Heroes, like Miss K, Built Our Schools
In case you missed it, published in the Key West Citizen on Saturday, January 18, 2020:
“In Florida, public schools, governed by local school boards, are under attack. Hiding behind feel-good words like “choice” and “freedom,” efforts are underway to privatize public education. After 20 years of defunding public schools, stripping away local control and focusing on test-based accountability measures designed to label our schools as failures, Florida’s current Commissioner of Education has announced his goal of transferring 2 million students (of Florida’s current 2.7 million public school children) out of our public schools and into private options over the next few years. Politically connected, pro-privatization advocates celebrate the impending “unbundling of public education,” calling it the “post-brick-and-mortar era” of public education. What will that unbundling look like in the Upper Florida Keys? Where do they imagine our 2,500 Keys kids will go? Cyber charters? Homeschool? We must protect the high quality public schools built for us by the efforts of generations of Keys residents.
In the Upper Keys, one of our early heroes of public education was Kay Wilkinson, known as “Miss K,” who moved here in 1936. Miss K and her friends were effective advocates for public education and their efforts are directly responsible for creating the public schools that serve our Keys kids so well today.
Florida became a state in 1845 and, in 1849, established a system of public schools. At that time, Key West was the largest city in Florida, but, for years, the Upper Keys community had barely enough children to meet the county’s minimum requirement of ten students to justify supporting a school. Upper Keys residents sent their 4 year olds to school to satisfy the quota. Slowly, small grammar schools were established across the Upper Keys but they were all damaged or destroyed by the 1935 Labor Day Hurricane.
Following the hurricane, two “hurricane refuge” schools were built, offering education through the 10th grade. Those concrete schools are still used by our community today, housing the Monroe County Department of Health in Tavernier and our Islamorada Library. Still, until 1953, Upper Keys families had to send their children away, to Key West, Homestead or Miami, if they wanted to graduate from high school.
In 1948, led by PTA President Miss K, the Upper Keys communities petitioned the Monroe County School Board for a high school. In September 1949, the board proposed a bond issue to create a K-12 school on Plantation Key. When a rainy Election Day threatened voter turnout, Miss K and her friends went house-to-house and transported voters to the polls in their personal cars. At one house, the man was taking a shower and Miss K said, “We’ll wait.” The school bond issue was approved and Coral Shores High School was formally dedicated in 1952; the first seniors graduated in 1953. In 2002, the school was rebuilt using local funds from a voter approved sales tax referendum. My children will graduate from Coral Shores High. Thank you Miss K!

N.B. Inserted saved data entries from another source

PR #338, opened 2017-09-20
If on PaaS, get the ES server URL and the server's cert

maxf:
... from the VCAP_SERVICES environment variable

### DIFF
--- a/config/initializers/elasticsearch.rb
+++ b/config/initializers/elasticsearch.rb
@@ -1,9 +1,37 @@
-config = {
-  host: ENV.fetch("ES_HOST", "http://127.0.0.1:9200"),
-  transport_options: {
-    request: { timeout: 5 }
+require 'base64'
+
+vcap_services = ENV.fetch("VCAP_SERVICES", nil)
+
+if vcap_services
+  # we are running on PaaS
+  vcap = JSON.parse(vcap_services)
+
+  es_server = vcap['elasticsearch'][0]['credentials']['uri'].chomp("/")
+
+  es_cert = Base64.decode64(vcap['elasticsearch'][0]['credentials']['ca_certificate_base64'])
+  es_cert_file = File.new("/tmp/out.pem", "w")
+  es_cert_file.puts(es_cert)
+  es_cert_file.close
+
+  puts es_server
+  puts es_cert_file.path
+
+  config = {
+    host: es_server,
+    transport_options: {
+      request: { timeout: 5 },
+      ssl: { ca_file: es_cert_file.path }
+    }
   }
-}
+else
+  es_server = ENV.fetch("ES_HOST", "http://127.0.0.1:9200")
+  config = {
+    host: es_server,
+    transport_options: {
+      request: { timeout: 5 }
+    }
+  }
+end
 
 if File.exist?("config/elasticsearch.yml")
   config.merge!(YAML.load_file("config/elasticsearch.yml")[Rails.env].symbolize_keys)
--- a/config/initializers/elasticsearch.rb
+++ b/config/initializers/elasticsearch.rb
@@ -16,9 +16,8 @@ def create_es_cert_file(cert)
     es_cert_file.write(cert)
   ensure
     es_cert_file.close
-    es_cert_file.unlink
-    return es_cert_file
   end
+  es_cert_file
 end
 
 
--- a/config/initializers/elasticsearch.rb
+++ b/config/initializers/elasticsearch.rb
@@ -4,14 +4,13 @@ CONFIG_PATH = "#{Rails.root}/config/elasticsearch.yml".freeze
 TEMPLATE = ERB.new File.new(CONFIG_PATH).read
 ELASTIC_CONFIG = YAML.load(TEMPLATE.result(binding))[ENV['RAILS_ENV']]
 
-config = {
-  host: ELASTIC_CONFIG['host'],
-  transport_options: {
-    request: { timeout: 5 }
-  }
-}
+def log(server, filepath)
+  Rails.logger.info "Configuring Elasticsearch on PAAS.\n
+  Elasticsearch host: #{server}\n
+  Elasticsearch cert file path: #{filepath}"
+end
 
-if ELASTIC_CONFIG['vcap_services'].present?
+def es_config_production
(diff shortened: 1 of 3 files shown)


config/initializers/elasticsearch.rb
```diff
@@ -1,9 +1,37 @@
-config = {
-  host: ENV.fetch("ES_HOST", "http://127.0.0.1:9200"),
-  transport_options: {
-    request: { timeout: 5 }
+require 'base64'
+
+vcap_services = ENV.fetch("VCAP_SERVICES", nil)
```
laurentqro: `fetch` is useful if we want it to blow up if the key does not exist, or if we want to offer a fallback value. In this case, we could just write `ENV['VCAP_SERVICES']`, which will return `nil` if the `VCAP_SERVICES` key is not present in the `ENV` hash.

config/initializers/elasticsearch.rb
```diff
@@ -1,9 +1,37 @@
...
+
+if vcap_services
```
laurentqro: I'd suggest using the stricter `vcap_services.present?`. That protects us against the case when `vcap_services` is an empty string.

```
if ""
  "foo"
else
  "bar"
end

=> "foo"
```

```
"".present?
=> false
```

config/initializers/elasticsearch.rb
```diff
@@ -1,9 +1,37 @@
...
+  es_cert_file.puts(es_cert)
+  es_cert_file.close
+
+  puts es_server
+  puts es_cert_file.path
+
+  config = {
+    host: es_server,
+    transport_options: {
+      request: { timeout: 5 },
```
laurentqro: Should we put this `5` in an env variable?

config/initializers/elasticsearch.rb
```diff
@@ -1,9 +1,37 @@
...
+      ssl: { ca_file: es_cert_file.path }
+    }
   }
-}
+else
+  es_server = ENV.fetch("ES_HOST", "http://127.0.0.1:9200")
+  config = {
+    host: es_server,
+    transport_options: {
+      request: { timeout: 5 }
```
laurentqro: Not sure if that's important or not, but I have seen the docs write:

`Elasticsearch::Client.new request_timeout: 5`

https://github.com/elastic/elasticsearch-ruby/tree/master/elasticsearch-transport#setting-timeouts

TobyRet:
[Elasticsearch configuration for PAAS](https://trello.com/c/J1X4wHMG/501-elasticsearch-configuration-for-paas)

config/initializers/elasticsearch.rb
```diff
@@ -1,23 +1,53 @@
...
-  client = ::Dataset.__elasticsearch__.client
-  begin
-    client.indices.delete index: ::Dataset.__elasticsearch__.index_name
-  rescue
-    puts "No test search index to delete"
-  end
-  client.indices.create index: ::Dataset.__elasticsearch__.index_name
+def es_config_production
+  vcap = JSON.parse(ELASTIC_CONFIG['vcap_services'])
+
```
TobyRet: Boo. I get the point Code Climate but I think it's best to keep as it for readability

config/initializers/elasticsearch.rb
```diff
@@ -1,23 +1,53 @@
...
+  es_server = vcap['elasticsearch'][0]['credentials']['uri'].chomp('/')
+  es_cert = Base64.decode64(vcap['elasticsearch'][0]['credentials']['ca_certificate_base64'])
+  es_cert_file = File.new('/tmp/out.pem', 'w')
```
TobyRet: Max had some concerns about the naming of this file and potential duplicates / clashes on the server - @govuklaurence should it be randomised? Max also mentioned a Temp file class?

spec/spec_helper.rb
```diff
@@ -52,3 +61,66 @@
   end
 
 end
+
+def mappings
```
TobyRet: This mapping matches the one on find

config/initializers/elasticsearch.rb
```diff
@@ -1,23 +1,53 @@
...
+  es_cert_file.puts(es_cert)
+  es_cert_file.close
+
+  log(es_server, es_cert_file.path)
+
+  {
```
TobyRet: I'd prefer to take the hit for some duplication and write out each config individually rather than mutate a shared config

config/initializers/elasticsearch.rb
```diff
@@ -1,23 +1,53 @@
...
-  host: ENV.fetch("ES_HOST", "http://127.0.0.1:9200"),
-  transport_options: {
-    request: { timeout: 5 }
-  }
-}
+require 'base64'
+
+CONFIG_PATH = "#{Rails.root}/config/elasticsearch.yml".freeze
+TEMPLATE = ERB.new File.new(CONFIG_PATH).read
+ELASTIC_CONFIG = YAML.load(TEMPLATE.result(binding))[ENV['RAILS_ENV']]
```
laurentqro: How about just:

```
require 'base64'

CONFIG_PATH = Rails.root.join('config', 'elasticsearch.yml')
ELASTIC_CONFIG = YAML.load(File.read(CONFIG_PATH))[ENV['RAILS_ENV']]
```

config/initializers/elasticsearch.rb
govuklaurence: Yeah, use ruby's TempFile (https://docs.ruby-lang.org/en/2.4.0/Tempfile.html)

config/initializers/elasticsearch.rb
govuklaurence: 👍

config/initializers/elasticsearch.rb
```diff
@@ -1,23 +1,63 @@
...
   begin
-    client.indices.delete index: ::Dataset.__elasticsearch__.index_name
-  rescue
-    puts "No test search index to delete"
+    es_cert_file = Tempfile.new(%w(out .pem))
+    es_cert_file.write(cert)
+  ensure
+    es_cert_file.close
+    es_cert_file.unlink
+    return es_cert_file
```
govuklaurence: Return outside of block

Upper Keys residents continue to recognize the importance of having high quality public schools, generously supporting academic programs, sports teams and contributing incredible amounts of scholarship money for our Keys kids. Similar stories can be heard across Florida. Communities continue to value their schools as their greatest public asset.
Our schools may not be perfect, but it has always been up to us to make them better. For example, Monroe County schools weren’t integrated until 1965. Prior to that, Upper Keys African American students attended Burlington Grammar School, serving grades 1-9. In 1966, Andrew Fowler became the first African American graduate of Coral Shores High. Our Monroe County School Board continues to work towards providing education equity for all of our students.
Florida’s public schools remain a valuable public good. They were built for us by heroes like Miss K and her friends. Our grandparents and great-grandparents created our public schools to serve our grandchildren and great-grandchildren. Would they want us to give them away to snake oil salesmen, offering promises of transformational improvement in exchange for privatization of our most important public asset? I don’t think so. If Miss K were alive today, I feel certain she would be standing side-by-side with today’s education advocates (perhaps even driving voters to the polls) in support of a system of locally controlled, adequately funded public schools.”